II
Kent recordaba el nombre del pueblo de Oregón al que se habían mudado Cottar y Sonje, o mejor dicho al que se había mudado Sonje a finales del verano. Ella se marchó allí para cuidar a la madre de Cottar mientras él se iba, en otro viajecito periodístico, al Lejano Oriente. A la vuelta de Cottar a Estados Unidos tras su viaje a China habían tenido algún problema, real o imaginario, de modo que en esta ocasión Sonje y él habían planeado encontrarse en Canadá, y quizá también llevarse a su madre allí.

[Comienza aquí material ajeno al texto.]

PR #6465, opened 2023-01-21
added SpecShape placeholder class and logprob function

michaelraczycki:
**What is this PR about?**
Work in Progress
Adding logprob function for Assert and SpecifyShape, by creating their corresponding files and classes in logprob folder

## Major / Breaking Changes
- ...

## New features
- added logprob_specify_shape function

## Bugfixes
- ...

## Documentation
- ...

## Maintenance
- ...

### DIFF
--- a/pymc/logprob/assert.py
+++ b/pymc/logprob/assert.py
@@ -1,0 +1,58 @@
+#   Copyright 2022- The PyMC Developers
+#
+#   Licensed under the Apache License, Version 2.0 (the "License");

No había muchas posibilidades de que Sonje siguiera viviendo en aquel pueblo a estas alturas. Únicamente había una ligera posibilidad de que pudiese estar allí la madre. Kent dijo que no merecía la pena detenerse, pero Deborah añadió ¿por qué no?, ¿acaso no sería interesante averiguarlo? Y unas cuantas preguntas en correos dieron resultado.
Kent y Deborah salieron del pueblo atravesando las dunas; conducía Deborah, como lo había hecho durante casi todo aquel largo viaje de placer. Habían visitado a la hija de Kent, Noelle, que vivía en Toronto, y a dos hijos habidos con su segunda esposa, Pat; uno de ellos estaba en Montreal y el otro en Maryland. Habían visitado a unos viejos amigos de Kent y Pat que ahora vivían en una urbanización privada de Arizona y también a los padres de Deborah —que tenían más o menos la misma edad que Kent— en Santa Bárbara. Ahora subían por la costa oeste, en dirección a su casa de Vancouver, pero tomándoselo con calma para que Kent no se fatigara.
La hierba cubría las dunas. Parecían vulgares colinas salvo allí donde se alzaban unos cuantos montículos desnudos y arenosos que le daban al paisaje un aspecto más festivo. Parecía una construcción hecha por un niño, pero a escala gigante.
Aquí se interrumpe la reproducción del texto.